Under the menu click “Manage” then “Account”. You can manage OAuth which is a more sophisticated and established version of an API connection. In the screenshot below, we’ve authenticated Facebook Ads, Google Analytics, Hubspot, and Twitter.
Matillion requires a destination to send data to. This should be your data warehouse. You will need to insert account credentials like account (your server), username, and password. This establishes a JDBC driver connection.
Matillion can load data at different intervals. We opted for intervals of 12 and 24 hours. You can set alerts to be emailed to the administrator if a pipeline fails more than once. Each pipeline represents its own table, where the data from your source (Hubspot in this case) is deconstructed in Matillion then reconstructed in Snowflake.
Creating a Pipeline
For instance, let’s say we want to create a table called company_locations
that combines eight location properties and the company ID property to create a single table of company locations. This uses Hubspot’s API to capture company_id
as the primary key so this table can be joined or related to other tables based on a unique ID.

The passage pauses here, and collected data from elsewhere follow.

Issue #1188, opened 2016-02-18
Conservation tracking and Animal Tracking do not use 2D convex hull and skeleton features


ilastikdev:
These features were called via Select Features dialog but not via Subset Features used in these two workflows.

JaimeIvanCervantes:
I stumble across this issue when I was trying to load my ilastik project file from Hytra, and I discovered that the classifier was trained using only the `Standard Object Features`. 

One of the problems occurs in `objectClassificationGui.py` where the `SelectedFeatures` slot is being modified straight from the GUI code. I'm working on a fix for this issue.

stuarteberg:
To add some details: The correct features are only used iff you use the "subset features" window before training the classifier for the first time.  Once the classifier is trained, the features are cached and it is too late to change them.

The reason for this is that the GUI is (attempting to allow the user to provide "plugin" features in the "subset features" UI, instead of in the original "select features" UI in object extraction.  The only reason it accidentally works is that in [`handleSubsetFeaturesClicked()`](https://github.com/ilastik/ilastik/blob/master/ilastik/applets/objectClassification/objectClassificationGui.py#L282), the feature dictionary from the object extraction applet is [retrieved](https://github.com/ilastik/ilastik/blob/master/ilastik/applets/objectClassification/objectClassificationGui.py#L284), and [modified directly](https://github.com/ilastik/ilastik/blob/master/ilastik/applets/objectClassification/objectClassificationGui.py#L324), without going through the proper procedure of copying it and setting it on a slot, so that dirty state is propagated through object extraction.

Essentially `OpObjectExtraction` is not "aware" that it's `Features` slot contents have changed.

I think the proper solution should be:

1. By default, the ObjectExtraction `Features` slot should be populated with all available features (including plugins), even before the user has clicked the "Select Features" button.

2. In `ObjectClassificationGui`, don't modify the `computedFeatures` dictionary directly -- use a copy of it.

akreshuk:
From what I recall, opObjectExtraction shouldn't be aware of what's happening in the object classification applet. The original idea was that you compute all possible features and experiment with different subsets in the classification applet. It looks like your proposed solution will actually bring it to this stage.

PR #1189, opened 2016-02-18
add 2D convexhull and skeleton features to conservation tracking and …

ilastikdev:
…animal tracking

This has also been added in Structured Learning Workflow (branch: learning)

Issue: #1188

### DIFF
--- a/ilastik/workflows/tracking/conservation/animalConservationTrackingWorkflow.py
+++ b/ilastik/workflows/tracking/conservation/animalConservationTrackingWorkflow.py
@@ -32,7 +32,7 @@ class AnimalConservationTrackingWorkflowBase( ConservationTrackingWorkflowBase )
            
         super(AnimalConservationTrackingWorkflowBase, self).connectLane(laneIndex) 
         
-    def _createDivisionDetectionApplet(self,selectedFeatures=None):
+    def _createDivisionDetectionApplet(self,selectedFeatures=dict()):
         return None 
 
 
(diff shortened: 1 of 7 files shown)


ilastik/workflows/tracking/conservation/animalConservationTrackingWorkflow.py
```diff
@@ -32,7 +32,7 @@ def connectLane(self, laneIndex):
            
         super(AnimalConservationTrackingWorkflowBase, self).connectLane(laneIndex) 
         
-    def _createDivisionDetectionApplet(self):
+    def _createDivisionDetectionApplet(self,selectedFeatures=None):
```
akreshuk: shouldn't that be selectedFeatures=dict()?

ilastikdev: Code calls the proc in conservationTracking, where it is set to dict() so in the current code either works.

akreshuk:
I tried object classification with this branch. When I choose features from "Standard" plugin (all for a 2d image) in object extraction and then open the object classification applet and click "Subset features", other plugins (like convex hull features, etc) are still visible, although they don't have any features listed under them. Would it be possible to remove them?

ilastikdev:
This was already discussed  a year ago with Uli and it leads to users forgetting that there are other features that they could use once they limit only to one of the sets.

Also, when, for example, selecting a subset of Standard features we also display all of them with selected checked, so here too, we display all possible and mark the selected ones.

We have access to hundreds of different Hubspot table configurations that we can combine as we see fit. Let’s create the company_locations
schema.
First, select the “Add Pipeline” button in the top right corner, then type “Hubspot” as the source and select “Next”. Lastly, identify the destination by selecting your data warehouse (Snowflake in our case). Name the table and select the OAuth method which you have saved in OAuth settings; this can be configured in the Account settings.

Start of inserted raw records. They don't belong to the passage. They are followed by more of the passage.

PR #1211, opened 2016-04-19
opObjectClassification: Object extraction and prediction can now be done in parallel

JaimeIvanCervantes:
On the `execute()` function of `OpObjectPredict`, object feature computation and object prediction was previously done one frame at a time, and now it can be done in parallel.

### DIFF
--- a/ilastik/applets/objectClassification/opObjectClassification.py
+++ b/ilastik/applets/objectClassification/opObjectClassification.py
@@ -1115,14 +1115,8 @@ class OpObjectPredict(Operator):
             return n
 
         # Keep a list of times that are not in the cache
-        times_not_cached = []
-        
         with self.lock:
-            for t in times:
-                if t in self.prob_cache:
-                    continue
-
-                times_not_cached.append(t)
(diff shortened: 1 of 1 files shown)


chaubold:
Nice work! Do you already have any feeling for how well this scales with the number of cores? Is caching getting in the way of full linear scaling? Does it block when there is no more RAM available to load the raw data and prepare the features for one of the RF prediction requests, or are all features computed beforehand? (Forgive me for not having a full grasp on what lazyflow handles automatically anyways...)

JaimeIvanCervantes:
It doesn't scale too well since there are still other bottlenecks in the code, like this one on `opObjectExtraction` where the object features are requested per frame.

https://github.com/ilastik/ilastik/blob/master/ilastik/applets/objectExtraction/opObjectExtraction.py#L208-L216

Overall, the object extraction and prediction operators doesn't scale very well, and more work has to be done on this end.

On another news, swapping the old compressed cache with the blocked array cache did make a big difference: https://github.com/ilastik/lazyflow/pull/214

After setting up the destination and initial data source, there is a “property menu” that allows the user to select the API objects, entities, or groups of properties to select columns from. Click the right arrow to add the object or group. For the company_locations
table, we will select from the companies
object.
Select the individual properties (read columns) you want for the table by clicking the gear icon. If you know the exact name of the property, use the dropdown. Having a schema helps to remove some of the guesswork here. You can also click “Text Mode” then copy all column names to Notepad and use ctrl/cmd + f to find the desired properties. Once you have your properties click “Ok”.
Set the staging and target configuration variables. This includes the warehouse, the database, and the schema in your warehouse (Snowflake in our case). You can name staging and production tables however you please. In this example we used the prefix stage_
and location_
for staging and production. This is because there are different location
tables in production where there can be location_customers
, location_companies
, and so on.
Finally, set the interval for ingestion (12 or 24 hours), the email notification feature, then test the pipeline. In our example, everything works but we received a warning message around duplicate tables as this table already exists in the warehouse. Click “Create & Run” and you’ve got a new pipeline!